To allow robots of the future to handle delicate objects, researchers have designed artificial skin that can detect touches 1,000 times faster than humans.
While many robots of today are adept at picking up heavy boxes in a large warehouse, scientists are working towards machines that can handle everyday objects not only as good as humans, but better.
Two researchers from the National University of Singapore (NUS) and members of the Intel Neuromorphic Research Community (INRC) have revealed an artificial skin that can detect touch more than 1,000 times faster than the human sensory nervous system and identify the shape, texture and hardness of objects 10 times faster than the blink of an eye.
The artificial skin could be applied to robots working in factories and warehouses to give them greater tactile sensing to identify and grip unfamiliar objects with the right amount of pressure to prevent slipping.
Solving half the puzzle
The researchers see that the ability to feel and perceive surrounds could also pave the way towards more human-robotic interactions, such as in elderly care homes or with surgical tasks in medicine that can’t be achieved with today’s robots.
The artificial skin’s ability to process sensory data is down to Intel’s Loihi neuromorphic research chip. In their initial experiment, the researchers used a robotic hand fitted with the artificial skin to read braille.
The tactile data was passed to Loihi through the cloud to convert the micro bumps felt by the hand into a semantic meaning. Intel’s chip achieved more than 92pc accuracy in classifying the braille letters, while using 20 times less power than a standard Von Neumann processor.

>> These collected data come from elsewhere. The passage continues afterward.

Issue #544, opened 2019-07-30
pcln-modal does not receive child styles of ThemeProvider


jes708:
pcln-modal is missing `line-height`, `box-sizing`, and other properties that are specified by the child of ThemeProvider due to the nature of the modal's DOM manipulation. We should ensure that the modal includes any import styles that may be attached to a ThemeProvider's child.

BeniCheni:
#563 landed to fix this issue.

PR #562, opened 2019-08-19
fix: modal style update

bertya:
related to ticket #544

### DIFF
--- a/packages/modal/package.json
+++ b/packages/modal/package.json
@@ -1,6 +1,6 @@
 {
   "name": "pcln-modal",
-  "version": "2.1.0",
+  "version": "2.1.1",
   "description": "React component for modal",
   "main": "dist/index.cjs.js",
   "module": "dist/index.esm.js",
--- a/packages/modal/package.json
+++ b/packages/modal/package.json
@@ -1,6 +1,6 @@
 {
   "name": "pcln-modal",
-  "version": "2.1.1",
+  "version": "2.1.0",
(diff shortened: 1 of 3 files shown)


packages/modal/package.json
```diff
@@ -1,6 +1,6 @@
 {
   "name": "pcln-modal",
-  "version": "2.1.0",
+  "version": "2.1.1",
```
jes708: Version updates can wait until the publishing process, as per the [Publishing guidelines](https://github.com/pricelinelabs/design-system/blob/master/CONTRIBUTING.md#publishing)

packages/modal/src/Modal.js
```diff
@@ -43,7 +44,12 @@ const Overlay = styled(DialogOverlay)`
   ${props => `
     z-index: ${props.zindex || 100};
     font-family: ${props.theme.font};
+    line-height: ${props => props.theme.lineHeights.standard};
```
jes708: Should we be concerned about keeping this in sync with <Base /> from ThemeProvider?

https://github.com/pricelinelabs/design-system/blob/c2ad5c588944d5713bb6c61f32ce20a81368d31b/packages/core/src/ThemeProvider.js#L6-L14

bertya: personally, I feel it's fine since it's grabbing things from the theme,

jes708: Ok, that sounds fair to me

PR #563, opened 2019-08-20
Fix/#544 modal style chaining

bertya:
related to ticket #544


unscsprt:
@bertya ✅LGTM, but I don't see an approve button anywhere.

PR #567, opened 2019-08-21
Remove Warnings and Update Readme for Theming

James300:
According to a11y, icons don’t actually require title/desc unless the icon is meant to be interacted with by the user. We currently handle this correctly by setting aria-hidden to true but these prop type warnings are not consistent with the behaviour.

Additionally, I updated the readme to the new themeable approach which is simply to allow the icon to inherit from the parent component. We currently don't have a way of passing primary or any other semantic name through to the icon but I will be bringing this up as a topic of the next DS meeting.

### DIFF
--- a/packages/icons/src/Icon.js
+++ b/packages/icons/src/Icon.js
@@ -1,55 +1,39 @@
 import React from 'react'
 import upperFirst from 'lodash.upperfirst'
 import PropTypes from 'prop-types'
-
 import * as icons from './index'
 
 const Icon = ({ name, title, desc, titleId, descId, ...props }) => {
   const Component = icons[name] || icons[upperFirst(name)]
-  if (!Component) return false
 
-  /**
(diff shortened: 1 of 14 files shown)


packages/icons/src/Icon.js
```diff
@@ -1,97 +1,52 @@
...
   name: (props, key, componentName) => {
     const name = props[key]
     if (!icons[name] && !icons[upperFirst(name)]) {
       return new Error(
         `Unknown name prop \`${name}\` supplied to \`${componentName}\``
       )
-    } else if (!icons[name]) {
-      return new Error(
-        `Icon name prop should be uppercase.\n` +
-          `Use \`${upperFirst(name)}\` instead of ${name}.`
```
James300: I ran into a case where this warning actually caused a production bug. For some reason locally using uppercase names was fine but we found that production only accepted lowercase icon names.

PR #578, opened 2019-09-03
chore(Hide): hide able to handle inline 

### LINKED ISSUE #553: Hide should have a default display of inline

donnobot:
fixes #553

### DIFF
--- a/packages/core/src/Hide.js
+++ b/packages/core/src/Hide.js
@@ -46,5 +46,6 @@ Hide.propTypes = {
 }
 
 Hide.displayName = 'Hide'
+Hide.text = Hide.withComponent('text')
 
 export default Hide
--- a/packages/core/test/Hide.js
+++ b/packages/core/test/Hide.js
@@ -36,4 +36,9 @@ describe('Hide', () => {
     const json = rendererCreateWithTheme(<Hide print />).toJSON()
     expect(json).toMatchSnapshot()
   })
+
+  test('renders as inline', () => {
+    const json = rendererCreateWithTheme(<Hide.text />).toJSON()
+    expect(json).toMatchSnapshot()
+  })
 })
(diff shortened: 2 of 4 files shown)


packages/core/test/__snapshots__/Hide.js.snap
```diff
@@ -6,6 +6,12 @@ exports[`Hide renders 1`] = `
 />
 `;
 
+exports[`Hide renders as inline 1`] = `
+<text
```
sdalonzo: hmm

packages/core/test/Hide.js
```diff
@@ -36,4 +36,9 @@ describe('Hide', () => {
     const json = rendererCreateWithTheme(<Hide print />).toJSON()
     expect(json).toMatchSnapshot()
   })
+
+  test('renders as inline', () => {
+    const json = rendererCreateWithTheme(<Hide.text />).toJSON()
+    expect(json).toMatchSnapshot()
```
sdalonzo: perhaps a `toHaveStyleRule` test to prove out that it is in fact inline?

BeniCheni:
ping / @donnobot , any update to move forward to land this PR? Just some trivial updates per @sdalonzo's comments.

packages/core/src/Hide.js
```diff
@@ -46,5 +46,6 @@ Hide.propTypes = {
 }
 
 Hide.displayName = 'Hide'
+Hide.text = Hide.withComponent('text')
```
jes708: FYI `withComponent` is a candidate for deprecation in styled-components v4.

jes708: `withComponent('text')` is trying to use an html5 text tag, which isn't valid.  Maybe this could use `withComponent('span')` instead?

“Making an ultra-fast artificial skin sensor solves about half the puzzle of making robots smarter,” said assistant professor Benjamin Tee from the NUS Department of Materials Science and Engineering.
“They also need an artificial brain that can ultimately achieve perception and learning as another critical piece in the puzzle. Our unique demonstration of an AI skin system with neuromorphic chips such as the Intel Loihi provides a major step forward towards power efficiency and scalability.”
Promise of neuromorphic systems
Following initial testing, the NUS researchers attempted to improve robotic perception capabilities by combining both vision and touch data in a spiking neural network. To do this, they tasked a robot to classify various opaque containers holding differing amounts of liquid using sensory inputs from the artificial skin and an event-based camera.
The results of these tests, presented at the Robotics: Science and Systems conference this week, showed that the combination of event-based vision and touch using a spiking neural network led to 10pc greater accuracy in object classification compared to a vision-only system.
Harold Soh, also of NUS, said the team was “excited” by the results. “They show that a neuromorphic system is a promising piece of the puzzle for combining multiple sensors to improve robot perception,” he said.
“It’s a step toward building power-efficient and trustworthy robots that can respond quickly and appropriately in unexpected situations.”